Take a good look at a RNN14 Pulsar GTiR, note the differences, and install all of the parts. I spent a month researching this and found it possible so long as you have: complete GTiR rear subframe and all attached parts, driveshaft, gas tank ( fits in B13 place, has tunnel for shaft), a plasma cutter or sawzall, welding skills , and a GTiR trunk pan. The GTiR has the same wheelbase and track width, plus both cars use the same rear STB, so the rear strut mounts could be used as refrence points while fabricating the mounting tabs to bolt the subframe to. No, you can't use the front driver B13 rear suspension. The subframe has 4 mounting points, IIRC, so there isn't much to fabricate for mounting it. You wouyld also need the GTiR front suspension crossmember to have the proper driveshaft tunnel in it ( just like AWD DSM's use a different front crossmember, so do these cars).
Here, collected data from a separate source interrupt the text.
PR #3962, opened 2019-04-08
Entity Factory

nicomouss:
Following PR #3910 

Implemented Old Entity Factory.
Added optional EntityMetadata parameter to createEntity method.
Created documentation.


nicomouss:
@pleerock When you review and merge this PR, would you mind also exporting `EntityFactoryInterface` from typeorm.

I forgot to add this line in `src/index.ts`:

```ts
export {EntityFactoryInterface} from "./entity-factory/EntityFactoryInterface";
```

Kononnable:
The only names I came up with are `EntityFactoryWithInitialization` and `EntityFactoryWithoutInitialization`. They're long etc. but I doubt in year or so we will remember what is the difference between`OldEntityFactory` and `DefaultEntityFactory`. There is also a question what if we decide to change defaults to something new in the future.

test/functional/repository/basic-methods/repository-basic-methods.ts
```diff
@@ -27,6 +27,8 @@ describe("repository > basic methods", () => {
     let connections: Connection[];
     before(async () => connections = await createTestingConnections({
         entities: [Post, Blog, Category, UserEntity, QuestionEntity],
+        entityFactory:  new OldEntityFactory()
```
pleerock: why do we need it now? Are tests failing without old entity factory now?

test/github-issues/3256/issue-3256.ts
```diff
@@ -2,13 +2,15 @@ import "reflect-metadata";
...
 import {Post} from "./entity/Post";
+import { OldEntityFactory } from "../../../src";
 
 describe("github issues > #3256 wrong subscriber methods being called", () => {
 
     let connections: Connection[];
     before(async () => connections = await createTestingConnections({
         entities: [__dirname + "/entity/*{.js,.ts}"],
         subscribers: [__dirname + "/subscriber/*{.js,.ts}"],
+        entityFactory:  new OldEntityFactory()
```
pleerock: why do we need it now? Are those tests failing without old entity factory now?

src/entity-factory/OldEntityFactory.ts
```diff
@@ -0,0 +1,14 @@
+import { EntityFactoryInterface } from './EntityFactoryInterface';
+
+export class OldEntityFactory implements EntityFactoryInterface {
```
pleerock: Alternatively we could just point code example in the changelog how user can do same without this being in the codebase. Im okay with OldEntityFactory name btw since it would be very temporary.

pleerock:
> @pleerock When you review and merge this PR, would you mind also exporting `EntityFactoryInterface` from typeorm.
> 
> I forgot to add this line in `src/index.ts`:
> 
> ```ts
> export {EntityFactoryInterface} from "./entity-factory/EntityFactoryInterface";
> ```

export it if you need it

test/functional/repository/basic-methods/repository-basic-methods.ts
Kononnable: https://github.com/typeorm/typeorm/blob/d3ee978501a4f1b74c99e2fc24ed5d8105919322/test/functional/repository/basic-methods/repository-basic-methods.ts#L165
Yes, we need it, otherwise this line is failing. With new entity  factory fields aren't initialized. We could remove that part of test if we don't want to use OldEntityFactory(if it's just temporary).

test/github-issues/3256/issue-3256.ts
Kononnable: As above - fields are initialized. To make it work without OldEntityFactory we would have to change them to check for undefined values.
https://github.com/typeorm/typeorm/blob/d3ee978501a4f1b74c99e2fc24ed5d8105919322/test/github-issues/3256/issue-3256.ts#L32

nicomouss:
> > @pleerock When you review and merge this PR, would you mind also exporting `EntityFactoryInterface` from typeorm.
> > I forgot to add this line in `src/index.ts`:
> > ```ts
> > export {EntityFactoryInterface} from "./entity-factory/EntityFactoryInterface";
> > ```
> 
> export it if you need it

I don't need it, but some people might it if they want to implement a factory class that implements `EntityFactoryInterface`.

Thanks @Kononnable for exporting that interface.

pleerock:
@Kononnable can we merge it?

Kononnable:
Yes, I think we can merge it.

PR #3975, opened 2019-04-10
Map TYPEORM_CONNECT_STRING to the connectString ConnectionOption

bgfriend0:
In order for Oracle DB to connect over secure networking protocols, I need access to the connectString. I noticed that the connectString is configurable when specified as a JS object and an ormconfig.json file, but not from an environment variable. I mapped the appropriate environment variable to cover that gap.


vlapo:
I dont know if this option is not too oracle-specific. Did you try use `TYPEORM_DRIVER_EXTRA` ? 
```
TYPEORM_DRIVER_EXTRA='{ "connectString": "<connectString>" }'
```

bgfriend0:
I presumed connectString was general across all DBs. Nevertheless, I'll give that a try, thanks.

PR #3977, opened 2019-04-11
fixing tests

Kononnable:
Fixing failing tests on next branch.
Remaining 4 tests require old entity factory, so I will fix them after #3962 is merged(or just in that PR).

### DIFF
--- a/test/github-issues/1576/entity/Category.ts
+++ b/test/github-issues/1576/entity/Category.ts
@@ -4,12 +4,12 @@ import {Column, PrimaryGeneratedColumn, Entity} from "../../../../src";
 export class Category {
 
     @PrimaryGeneratedColumn()
-    id: number|null;
+    id: number;
 
     @Column()
     name: string;
 
     @Column()
-    name2: string|null;
+    name2: string;
 
 }
--- a/test/github-issues/184/issue-184.ts
+++ b/test/github-issues/184/issue-184.ts
@@ -26,7 +26,7 @@ describe("github issues > #184 [Postgres] Single-Inheritance not working with in
         employee.shared = "e";
 
         await employeeRepository.save(employee);
-        await employeeRepository.findOne(1);
+        await employeeRepository.findOne("1");
 
         // let homesitterRepository = connection.getRepository(Homesitter);
         // const homesitter = new Homesitter();
--- a/test/other-issues/sqlite-relations-too-many-parameters/entity/Category.ts
+++ b/test/other-issues/sqlite-relations-too-many-parameters/entity/Category.ts
@@ -5,12 +5,12 @@ import {PrimaryColumn} from "../../../../src/decorator/columns/PrimaryColumn";
 export class Category {
 
     @PrimaryColumn()
-    id: string;
+    id: number;
 
     @Column()
     name: string;
 
-    constructor(id?: string, name?: string) {
+    constructor(id?: number, name?: string) {
         if (id) this.id = id;
         if (name) this.name = name;
     }
--- a/test/other-issues/sqlite-relations-too-many-parameters/entity/Category.ts
+++ b/test/other-issues/sqlite-relations-too-many-parameters/entity/Category.ts
@@ -5,12 +5,12 @@ import {PrimaryColumn} from "../../../../src/decorator/columns/PrimaryColumn";
 export class Category {
 
     @PrimaryColumn()
-    id: number;
+    id: string;
 
     @Column()
     name: string;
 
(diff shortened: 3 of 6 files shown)


test/github-issues/1576/entity/Category.ts
```diff
@@ -4,12 +4,12 @@ import {Column, PrimaryGeneratedColumn, Entity} from "../../../../src";
...
 
     @PrimaryGeneratedColumn()
-    id: number|null;
+    id: number;
 
     @Column()
     name: string;
 
     @Column()
-    name2: string|null;
```
Kononnable: Not sure why `|null` was added here(only in next branch). Reflect metadata thinks it's an object then and we guess wrong column type.

test/github-issues/184/issue-184.ts
```diff
@@ -26,7 +26,7 @@ describe("github issues > #184 [Postgres] Single-Inheritance not working with in
         employee.shared = "e";
 
         await employeeRepository.save(employee);
-        await employeeRepository.findOne(1);
+        await employeeRepository.findOne("1");
```
Kononnable: Id is a string. In the past we passed ids always as parameters(conversion to string was done inside pg library), now we pass them in query content if they're numbers.

test/other-issues/sqlite-relations-too-many-parameters/sqlite-relations-too-many-parameters.ts
```diff
@@ -51,9 +51,8 @@ describe("other issues > sqlite relations too many parameters", () => {
         const postWithCategory = await connection.manager.findOne(Post, 1, {
             relations: ["categories"]
         });
-        console.log(postWithCategory);
 
-        postWithCategory!.categories.length.should.be.equal(2000);
+        postWithCategory!.categories.length.should.be.equal(1200);
```
Kononnable: I have no idea why it was 2000 before, we've got just 1200 items.

test/other-issues/sqlite-relations-too-many-parameters/entity/Category.ts
```diff
@@ -5,14 +5,14 @@ import {PrimaryColumn} from "../../../../src/decorator/columns/PrimaryColumn";
 export class Category {
 
     @PrimaryColumn()
-    id: string;
+    id: number;
```
Kononnable: This one is a bit tricky. If ids are strings they're passed in query parameters, if numbers in query text. 1200 parameters are more than standard sqlite can handle. We should either accept that in some rare cases when PK is string there will be errors on sqlite or remove optimizations on how entities are loaded.
https://github.com/typeorm/typeorm/blob/20ff8c60a50df13517ed13451c0bba1c10d4f1c8/src/query-builder/SelectQueryBuilder.ts#L2071-L2094

We could also escape string ids and pass them as query text, but it would be harder to implement and more error prone.

pleerock: yeah we need to resolve this one. Don't think we should change this test just to make things work... there is a real issue in there.

test/other-issues/sqlite-relations-too-many-parameters/sqlite-relations-too-many-parameters.ts
pleerock: @Kononnable I have some not pushed changes on my machine, let me push them before merging these changes. Please take a look on them

pleerock: weird but test is passing on master? How it is?

Kononnable: Test was introduced in next, it doesn't exist in master. It was introduced during time, when only 20 tests were run(`.only` problem), after removing `.only` tests on CI always failed(and bailed) before that test.

test/other-issues/sqlite-relations-too-many-parameters/entity/Category.ts
Kononnable: Ok, so we probably will have to remove that many-to-many optimization on query builder. I will look into that after you push code you mentioned earlier(if it won't fix the problem ofc.).

Kononnable:
@pleerock I'm gonna merge this one without changes to sqlite-relations-too-many-parameters which kind of disabled this test case. There still will be one test failing on @next, but it's running close to the end so if anything else break we should know it(after examining test logs).

Issue #3953, opened 2019-04-07
cant compile EntitySchema with spatialFeatureType as column option


xxRockOnxx:
**Issue type:**

[ ] question
[ ] bug report
[x] feature request
[x] documentation issue

**Database system/driver:**

[ ] `cordova`
[ ] `mongodb`
[ ] `mssql`
[ ] `mysql` / `mariadb`
[ ] `oracle`
[x] `postgres`
[ ] `cockroachdb`
[ ] `sqlite`
[ ] `sqljs`
[ ] `react-native`
[ ] `expo`

**TypeORM version:**

[x] `latest`
[ ] `@next`
[ ] `0.x.x` (or put your version here)

**Steps to reproduce or a small repository showing the problem:**

Here's how the definition is created

```
new EntitySchema<MyType>({
  name: "MyType",
  columns: {
    location: {
      type: "geometry",
      spatialFeatureType: "Point"
    }
  }
})
```

Error message:

> Object literal may only specify known properties, and 'spatialFeatureType' does not exist in type 'EntitySchemaColumnOptions'.

## Workaround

This being said, a complete GTiR front cut may be a better option than just a engine/trans set.


----------



## ransum (Apr 29, 2009)

http://www.sr20forum.com/nx2000/245572-nx2000-awd-conversion.html 

the GTiR sr20det comes with a awd tranny u, like me, needs to fined a differential, drive shaft, axles and some way to do the welding


----------



## sixties (Jul 27, 2015)

hey i am doing the reverse taking an awd manual tranny and putting it in a 2wd 96 gxe sentra axle and stater problems though and a back mount issue that was easy to solve.

anybody done that one yet though?????


----------